Required work :: Copy out all lines from the entries below in which "async" occurs.

[Opening Stored data section]

PR #938, opened 2025-09-29
feat(tokens): DLT-1977 add high contrast design tokens and theme

francisrupert:
# DLT-1977 add high contrast design tokens and theme

image

## :hammer_and_wrench: Type Of Change

- [x] Feature

## :book: Jira Ticket

https://dialpad.atlassian.net/browse/DLT-1977

## :book: Description

> [!NOTE]
> this targets `next` branch 

**Created High Contrast Design Tokens**
- Implemented separate high contrast token files for light and dark modes (`tokens-contrast-high-light.css` and `tokens-contrast-high-dark.css`), and js equivalent. 

**Added Contrast as third dimension**
- Extended the existing theming system (Theme × Brand) w/ third `contrast` dimension, i.e. `data-dt-contrast="default||high"`.
- Users can independently control light/dark mode, brand theme (dp/tmo/aegean/etc), and contrast level (default/high) as separate concerns.

**Added Contrast Toggle to Documentation Site**
- Created a new contrast toggle button in the documentation navbar (hidden from rendering w/ `hidden` attribute). 
- Hold down `CMD + SHIFT` while clicking theme button (`CTRL + SHIFT` on Windows).
- Toggle works independently of other theme controls, and persists w/ localStorage.
- Add the `shell` design tokens to the Doc site wrapper. This only serves our purposes and likely won't be an option for visitors to DT site since the theme toggle control is purposely hidden. The rendering result for default `dp` theme is 97% identical to before.

**Expanded Theme Collection in Demo Site**
- Increased available themes from just Dialpad (dp) to 15+ themes, e.g. tmo, Aegean, 122, color-assistive, etc.
- All numbered themes (101-137) are available but commented out for performance – it's _really_ slow on first load. This goes on `next` branch, so not entirely concerned. Would be whittled down to fewer than a dozen once we select the themes we want to ship (including which T-Mobile likes or would like to add).

**Maintained Backward Compatibility**
- Preserved existing `setTheme(theme, rootNode)` API while adding optional contrast third parameter. 

## :pencil: Checklist

For all PRs:

- [x] I have ensured no private Dialpad links or info are in the code or pull request description (Dialtone is a public repo!).
- [x] I have reviewed my changes.
- [ ] I have added all relevant documentation.
- [ ] I have considered the performance impact of my change.

For all Vue changes:

- [ ] I have added / updated unit tests.
[...]

PR #945, opened 2025-10-10
feat(tokens): DLT-2802 DLT-2563 layered theming system and mode island component

francisrupert:
# Layered Theming System & Mode Island Component

lOXwCe

## 📋 Jira Ticket

* https://dialpad.atlassian.net/browse/DLT-2802
* https://dialpad.atlassian.net/browse/DLT-2563

## :book: Description

* Refactored theming system from 4 monolithic themes to layered architecture
* Light/dark mode switching via HTML attributes
* New Mode Island component for nesting light/dark sections (Vue 2 & Vue 3)
* Includes 50+ exploratory themes

The old theming system required loading complete 628KB CSS files for each theme (née brand), and swapping them entirely out to change modes. Performance bottleneck and made targeted multi-theme (shell) support impractical.

The new layered system treats DP as the base (since it's used 90%+ of the time) and applies other themes as small overrides. Mode switching primarily occurs merely via toggling HTML attributes instead of CSS file swaps, making it instant. A new "DtModeIsland" component for nested light/dark sections within the same page.

**Backward compatibility:** The legacy `setTheme()` API continues to work unchanged. Auto-detection determines whether legacy or layered format is being used, allowing teams to migrate at their own pace. Zero breaking changes.  **NEEDS TO BE TESTED AND CONFIRMED**

| Metric | Before | After | Improvement |
|--------|--------|-------|-------------|
| **Theme file size** | 628KB avg | 3.85KB avg | **95.7% smaller** |
| **Mode switch time** | 50-200ms | 0ms | **Instant** |
| **Mode switch data** | 1256KB | 0KB | **Attribute only** |
| **Available themes** | 4 | 51 | **12.75x more** |
| **Initial load (DP)** | 1256KB | 862KB | **31% smaller** |
| **All 51 themes** | 36,210KB | 1,058KB | **97% smaller** |

### 1. Layered Architecture

* **Dimension 1: Base+Brand** → `dp|tmo|aegean|101|137|etc`. (51 total)
* **Dimension 2: Mode:** → `light|dark`
* **Dimension 3: Contrast:** → `default|high`

Total: 200+ possible combinations

```text
Layer 1: tokens-core.css (50KB)           ← Load once
Layer 2: tokens-base-colors.css (185KB)   ← Load once
Layer 3: tokens-dp-colors.css (627KB)     ← Load once
Layer 4: themes/tokens-[name]-colors.css (~0.55KB) ← On demand
Layer 5: tokens-high-contrast.css (3.5KB) ← On demand
```

### 2. New APIs

```js
// Initialize once
initDialtoneTheme(coreTheme, brandTheme, 'light');

// Switch modes (0ms)
setMode('dark');

// Load theme override (0.55KB)
setBrand({ brand: { name: 'tmo', css: TmoColors } });

// Enable high contrast (3.5KB)
setContrast({ contrast: { name: 'high', css: HighContrast } });
```

### 3. New DtModeIsland Component

New component for nested light/dark sections:

```html
<dt-mode-island mode="dark">
  <p>Dark section</p>
  <dt-mode-island mode="inverted">
    <p>Light again</p>
  </dt-mode-island>
</dt-mode-island>
```

## Screencast

**Mode Islands (2:08)**
View at http://localhost:4000/scratch.html

https://github.com/user-attachments/assets/4a18b62f-7073-4727-9cd3-d3c8cc2d7096

**Presence example (00:22)**

https://github.com/user-attachments/assets/197c1d46-1505-4467-902e-02b2043a337b


francisrupert:
> [!NOTE]
> This is showing more changes than it actually is since I based it off https://github.com/dialpad/dialtone/pull/938, which blocks this one.

**UPDATE:** merged `next` into this since https://github.com/dialpad/dialtone/pull/938 was merged.

francisrupert:
Update: added Mode Island doc page:

https://github.com/user-attachments/assets/3e4386ea-61f9-45a1-8bca-69c9a9706c64

francisrupert:
Vue2 and Vue3 preview deploy failing, looking into it. But doc site at least is up:

* https://dialtone.dialpad.com/deploy-previews/pr-945/
* https://dialtone.dialpad.com/deploy-previews/pr-945/components/mode-island.html

francisrupert:
Fixed the dumb failed actions: there's no reason for Storybook to have a fallback to previous theme system. https://github.com/dialpad/dialtone/pull/945/commits/af1cdaed760df251726e42c521db907202e99f96

packages/dialtone-tokens/demo-layered-tokens.html
francisrupert, line 1: I'll probably delete this. Was earliest experimental file.

ninarepetto:
I have to look at this more because there are many changes... I see the approach is very different, all of the tokens are loaded and when changing theme only the html tag changes, was there a reason why we didn't use that approach before?
Also wanted to ask how did you make the theme file size 95.7% smaller

francisrupert:
> ...all of the tokens are loaded and when changing theme only the html tag changes, was there a reason why we didn't use that approach before?

I'm unsure why it wasn't done this before, @braddialpad might have insight there. The key is to understand that that for each `data-dt-theme` (formerly `data-dt-brand` e.g. DP, TMO, Sunflower, etc), both _modes_ are loaded and the `data-dt-mode` is only thing that changes when changing between system/dark/light. 

> Also wanted to ask how did you make the theme file size 95.7% smaller

Layered approach, loading in what's changed between themes/mode/contrast instead of literally swapping out the entire token set. For example: CSS Variables for most colors, Typography, Size/Space, etc don't change at all between themes (brand) and modes, so those are loaded once. Changing theme/mode/contrast only pulls them in as overrides. That's where the 90+% savings are because it doesn't have redundant tokens. 

From this PR's description:

```text
Layer 1: tokens-core.css                 (50KB)    ← Load once
Layer 2: tokens-base-colors.css          (185KB)   ← Load once
Layer 3: tokens-dp-colors.css            (627KB)   ← Load once
Layer 4: themes/tokens-[name]-colors.css (~0.55KB) ← On demand
Layer 5: tokens-high-contrast.css        (3.5KB)   ← On demand
```

Layers 1 through 3 are always present. 
1. Change theme (brand): swap out Layer 4
2. Change mode: instant, no loading
3. Change Contrast: toggle layer 5

braddialpad:
> I see the approach is very different, all of the tokens are loaded and when changing theme only the html tag changes, was there a reason why we didn't use that approach before?

We actually did do this before when we only had 2 themes. When we got more themes we were loading megabytes and megabytes of token data up front so it wasn't viable at all.

packages/dialtone-tokens/themes/config.js
```diff
@@ -24,6 +42,38 @@ export function setTheme (theme, rootNode = document.documentElement, contrastTh
...
+  }
+
+  // Load core tokens only once
+  if (theme.core && !coreTokensLoaded) {
+    _setStyleTag('dialtone-css-core', theme.core, rootNode);
+    coreTokensLoaded = true;
+  }
+
+  // Load base colors only once
+  if (theme.baseColors && !rootNode?.querySelector('#dialtone-css-base-colors')) {
```
braddialpad, line 137: Why do we use coreTokensLoaded to check for existence in the first one, but a querySelector here? Not a big deal, but feels inconsistent.

packages/dialtone-tokens/package.json
```diff
@@ -13,11 +13,18 @@
   "exports": {
     "./*.css": "./dist/css/*.css",
     "./*.less": "./dist/less/*.less",
+    "./dist/css/layered/*": "./dist/css/layered/*",
+    "./dist/css/layered/themes/*": "./dist/css/layered/themes/*",
+    "./dist/css/layered/contrast/*": "./dist/css/layered/contrast/*",
```
braddialpad: I don't think it's necessary to do this at all if the key and value are the exact same. This is just for creating "aliases"

apps/dialtone-documentation/docs/.vuepress/theme/client.js
```diff
@@ -172,127 +181,131 @@ async function importDocumentation (app) {
...
-      // '@dialpad/dialtone-tokens/themes/134-light.js': (await import('@dialpad/dialtone-tokens/themes/134-light')),
-      // '@dialpad/dialtone-tokens/themes/134-dark.js': (await import('@dialpad/dialtone-tokens/themes/134-dark')),
-      // '@dialpad/dialtone-tokens/themes/135-light.js': (await import('@dialpad/dialtone-tokens/themes/135-light')),
-      // '@dialpad/dialtone-tokens/themes/135-dark.js': (await import('@dialpad/dialtone-tokens/themes/135-dark')),
-      // '@dialpad/dialtone-tokens/themes/136-light.js': (await import('@dialpad/dialtone-tokens/themes/136-light')),
-      // '@dialpad/dialtone-tokens/themes/136-dark.js': (await import('@dialpad/dialtone-tokens/themes/136-dark')),
-      '@dialpad/dialtone-tokens/themes/137-light.js': (await import('@dialpad/dialtone-tokens/themes/137-light')),
-      '@dialpad/dialtone-tokens/themes/137-dark.js': (await import('@dialpad/dialtone-tokens/themes/137-dark')),
+    // Import all themes explicitly (Vite doesn't like dynamic imports)
+    const themeModules = await Promise.all([
```
braddialpad, line 187: Could probably import these dynamically with a loop since there are so many, but not important for now I suppose.

packages/dialtone-tokens/build-layered.js
```diff
@@ -0,0 +1,255 @@
...
+  }
+
+  console.log('\n' + '='.repeat(60));
+  console.log(`Total reduction: ${((1 - totalOptimizedSize / totalOriginalSize) * 100).toFixed(1)}%`);
+  console.log(`Original total: ${(totalOriginalSize / 1024).toFixed(2)}KB`);
+  console.log(`Optimized total: ${(totalOptimizedSize / 1024).toFixed(2)}KB`);
+  console.log(`Savings: ${((totalOriginalSize - totalOptimizedSize) / 1024).toFixed(2)}KB`);
+
+  // Step 3: Clean up redundant full theme files (keep only dp, base, core files)
+  console.log('\nStep 3: Cleaning up redundant full theme files...\n');
```
braddialpad, line 241: sorta confused why we are generating theme files and then deleting them, is this just for testing purposes?

packages/dialtone-tokens/build-layered.js
```diff
@@ -0,0 +1,255 @@
...
+
+  const css = readFileSync(file, 'utf8');
+  const result = await postCssProcessor.process(css, { from: file, to: file });
+  writeFileSync(file, result.css);
+}
+
+/**
+ * Main function to generate optimized theme files
+ */
+async function main() {
```
braddialpad: This function is much too long, split it into some logical functions to reduce the complexity.

some examples:

```
generateThemes(themeFiles)
clean()
processHighContrast()
outputSummary()
```

packages/dialtone-tokens/build-layered.js
```diff
@@ -0,0 +1,255 @@
...
+          .filter(line => line.trim() && !line.includes('color-scheme'))
+          .map(line => '  ' + line.trim())
+          .join('\n');
+      };
+
+      const lightVars = extractVars(lightContent);
+      const darkVars = extractVars(darkContent);
+
+      const combined = `/**
+ * Do not edit directly, this file was auto-generated.
```
braddialpad, line 306: Is this autogenerated? If so it shouldn't be committed to source control.

braddialpad (commented):
Did an initial review and will do another one tomorrow. There is a ton of complexity here and I'm not sure I have a good understanding of how it all works even after reading the code.

packages/dialtone-tokens/themes/config.js
```diff
@@ -61,3 +111,89 @@ function _setThemeAttributeOnRoot (theme, brand, rootNode) {
...
+  // Load core tokens (once)
+  if (coreTheme.core) {
+    _setStyleTag('dialtone-css-core', coreTheme.core, rootNode);
+    coreTokensLoaded = true;
+  }
+
+  // Load base colors (once)
+  if (coreTheme.baseColors) {
+    _setStyleTag('dialtone-css-base-colors', coreTheme.baseColors, rootNode);
+  }
```
ninarepetto, line 490: Core tokens and base colors should always be loaded for all brands, right? in that case and if I understood correctly, the first parameter should not be necessary.

packages/dialtone-tokens/themes/config.js
```diff
@@ -61,3 +111,89 @@ function _setThemeAttributeOnRoot (theme, brand, rootNode) {
...
+
+  // Set initial mode
+  setMode(mode, rootNode);
+
+  // Set initial brand
+  setBrand(brandTheme, rootNode);
+
+  // Set default contrast
+  rootNode?.setAttribute('data-dt-contrast', 'default');
+}
```
ninarepetto, line 561: I am a bit confused because these utils are used in storybook but not in the doc site, where the theme, brand and contrast are manually set (in `useThemeManager`), why is that?

francisrupert:
@braddialpad, @ninarepetto Thanks for the feedback! I'm hoping to jump back into this Friday.

packages/dialtone-tokens/themes/config.js
francisrupert: **For core tokens:** it's module-level variable since they're loaded once globally, regardless of which root node they're applied to (i.e. ModeIsland). They're the foundation and never change.

**For base colors:** querySelector since they're loaded once per root node, e.g. should there be a shadow dom that will need its own style tags while still avoid duplicate style elements in same root.

packages/dialtone-tokens/package.json
francisrupert: Yeah, this one drove me up the wall. I initially took it for granted the `./*` catch-all, but unlike node, Vite specifically needs these explicit exports for _nested_ directories. 

I simplified them in 163912402429d4214147539eec6f18eb41969b43, and retained the aliases but clarified them.

apps/dialtone-documentation/docs/.vuepress/theme/client.js
francisrupert: I was going to do that at first, but wanted to retain manual control for the moment. Once we pare it down to the ~dozen themes we actually ship, we can do so.

packages/dialtone-tokens/build-layered.js
francisrupert: Heh, yeah this is kind of the secret sauce to strip down to bare layered essentials. When I first started, I was trying to wrestle with modifying Style Dictionary to output only the diffs in order to calculate which tokens differ, and then generate optimized overwrite files. But that got really really complex and breaks Style Dictionary's architecture.

So what's going on here is...

1. Generate **full** theme files for all themes
2. Compare each theme against the DP base theme
  a. Calculate differences (overrides) for each theme
  b. Generate the optimized override files in `themes/` directory
  c. e.g. `themes/tokens-125.css` (~.5KB, just the differences!)
3. Subsequently delete the **full** theme files from step 1

So I am allowing the style dictionary build process to generate the complete token files, but those are the ones that we don't want to ship because they are each extremely huge, and redundant, and the layer system only needs the small overrides. 

Comments added to explain, 9cc269c2a1e5bbda071caa8f3b60ec072ceaa45c

packages/dialtone-tokens/build-layered.js
francisrupert: Thx. Done in cb3978e01876e5d1f418861a8b7d9124f9676adb

packages/dialtone-tokens/build-layered.js
francisrupert: Yeah, the resulting file this comment appears in is auto-generated to dist directory which is already ignored.

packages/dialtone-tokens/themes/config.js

[Closing Stored data section]

Written answer ::
@@ -172,127 +181,131 @@ async function importDocumentation (app) {
+async function main() {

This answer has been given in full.